For each implementation, you need to perform runtime experiments on random permutations, with multiple runs for each problem size, for increasing problem sizes. Specifically, you need to do a set of experiments for each of the following distributions:

Uniformly distributed permutations, where all permutations are equally likely.
Almost-sorted permutations. These are generated by starting with a sorted array/vector of n numbers, say, the numbers 1,2,3,...,n, in this order. Then, independently choose 2log n pairs, (i,j), where i and j are uniformly-chosen random integers in the range from 0 to n-1, and swap the numbers at positions i and j in the array/vector.

You must plot the results on a log-log scale (with uniformly distrubted permuations on one plot and almost-sorted permutations on another) to empirically determine the algorithm's asymptotic running time for each type of distribution.

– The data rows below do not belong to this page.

PR #545, opened 2024-01-03
Update AIS mesh modification scripts

matthewhoffman:
This PR includes a number of small updates to the scripts used to modify AIS initial conditions:
* fix a bug in the bulldoze script
* reduce stdout printing in bulldoze script 
* change defaults in two adjustment scripts to match what was used for the production 4km AIS mesh
* add iceMask to the interp script for mpas-to-mpas interpolation (not directly related to the other changes, but a small quality of life addition)
* add missing comma in tune_ismip6_melt_deltat.py

### DIFF
--- a/landice/mesh_tools_li/adjust_iceshelf_geometry.py
+++ b/landice/mesh_tools_li/adjust_iceshelf_geometry.py
@@ -31,7 +31,7 @@ import shutil
 
 nSmoothing = 3 # number of rounds of smoothing to apply.  3 was the best match at 8km to 30 years of thickness evolution on Ross and FRIS.  Set to 0 to disable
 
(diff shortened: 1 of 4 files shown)


matthewhoffman:
# Testing
I confirmed that the bulldozing script operated as expected on the 2km mesh after the adjustments by zooming in to the troughs that were supposed to be deeper and doing a visual confirmation the new versions looked like I remembered from when the script was implemented.

I confirmed that bathymetry & ice-shelf adjustments looked as expected, and that that interp script works with the iceMask field.

trhille (approved):
@matthewhoffman, thanks for these changes. I'm approving based on inspection and your testing.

If the data is well-fit with a line, then the slope of the line can be used to determine the exponent in the running time, as explained in this Wikipedia article about log-log plots (focus especially on "Relation with monomials"). You then need to rank all your sorting implementations from asymptotically slowest to fastest based on your experimental results.

Deliverables (to be submitted via EEE dropbox) include the following:

A ZIP file that includes the following:
- Source code (C, C++, Java, or Python) of your program that implements and experimentally tests the running times of the five versions of the Shellsort algorithm
A Report (in PDF) that includes the following:
- Comparative experimental analysis and conclusions drawn from the experiments ranking the quality of the gap sequences you tested. This portion of the report should include a pseudo-code summary of your algorithm, design choices implemented in the source code (such as data structures and representations), and visual plots showing comparitive empirical performance of the different versions of the Shellsort algorithm. The plots should be on a log-log scale and you should use the slope of a best line fit to determine the exponent of the polynomial for a best estimate of the running time in terms of n for each version.